Path specs config to ingest `employees.csv` and `food_items.csv` as datasets:

```
path_specs:
    - include: abfs://test-container@test-storage-account.dfs.core.windows.net/*.csv
```

This will automatically ignore `departments.json` file. To include it, use `*.*` instead of `*.csv`.

**Example 2 - Folder of files as Dataset (without Partitions)**

Bucket structure:

```
test-bucket
└──  offers
     ├── 1.csv
     └── 2.csv
```

Path specs config to ingest folder `offers` as dataset:

```
path_specs:
    - include: abfs://test-container@test-storage-account.dfs.core.windows.net/{table}/*.csv
```

`{table}` represents folder for which dataset will be created.

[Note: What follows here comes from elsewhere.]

PR #11046, opened 2020-01-06
Accessibility : Free Photo Library Crash Fix

### LINKED ISSUE #11041: Free Photo library crashes in Debug build
### Expected behavior
The app doesn't crash when I select an image in the Free Photo library.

**Example 3 - Folder of files as Dataset (with Partitions)**

Bucket structure:

```
test-bucket
├── orders
│   └── year=2022
│       └── month=2
│           ├── 1.parquet
│           └── 2.parquet
└── returns
    └── year=2021
        └── month=2
            └── 1.parquet

```

Path specs config to ingest folders `orders` and `returns` as datasets:

```
path_specs:
    - include: abfs://test-container@test-storage-account.dfs.core.windows.net/{table}/*/*/*.parquet
```

**Example 4 - Advanced - Either Individual file OR Folder of files as Dataset**

Bucket structure:

```
test-bucket
├── customers
│   ├── part1.json
│   ├── part2.json
│   ├── part3.json
│   └── part4.json
├── employees.csv
├── food_items.csv
├── tmp_10101000.csv
└──  orders
    └── year=2022
        └── month=2
            ├── 1.parquet
            ├── 2.parquet
            └── 3.parquet

```

Path specs config:

```
path_specs:
    - path_spec_1: abfs://test-container@test-storage-account.dfs.core.windows.net/*.csv
    - path_spec_2: abfs://test-container@test-storage-account.dfs.core.windows.net/{table}/*.json
    - path_spec_3: abfs://test-container@test-storage-account.dfs.core.windows.net/{table}/*/*/*.parquet

```

Above config has 3 path\_specs and will ingest following datasets

* `employees.csv` - Single File as Dataset
* `food_items.csv` - Single File as Dataset
* `customers` - Folder as Dataset
* `orders` - Folder as Dataset and will ignore file `tmp_10101000.csv`

**Valid path\_specs.include**

<pre class="language-python"><code class="lang-python"><strong>abfs://test-container@test-storage-account.dfs.core.windows.net/foo/tests/bar.csv # single file table
</strong>abfs://test-container@test-storage-account.dfs.core.windows.net/foo/tests/*.* # mulitple file level tables
abfs://test-container@test-storage-account.dfs.core.windows.net/foo/tests/{table}/*.parquet #table without partition
abfs://test-container@test-storage-account.dfs.core.windows.net/tests/{table}/*/*.csv #table where partitions are not specified
abfs://test-container@test-storage-account.dfs.core.windows.net/tests/{table}/*.* # table where no partitions as well as data type specified
abfs://test-container@test-storage-account.dfs.core.windows.net/{dept}/tests/{table}/*.parquet # specifying keywords to be used in display namepartition key and value format
</code></pre>

#### Example 5 - Delta Table (ADLS)

For Delta Table support, include `{table}` in the path. Example simple path spec for ADLS:

```
path_specs:
    - abfss://datalake@account.dfs.core.windows.net/{table}/
```

The connector will interpret `{table}` as the table root for each Delta table.

#### Supported file types

* CSV (`*.csv`)
* JSON (`*.json`)
* JSONL (`*.jsonl`)
* Parquet (`*.parquet`)
* Delta (`Delta Table`)

### Notes

* Data Quality Monitoring is no longer supported for ADLS sources. Only cataloging is available.
* For advanced dataset structures, add multiple `path_spec` entries as needed, each with its own file type and settings.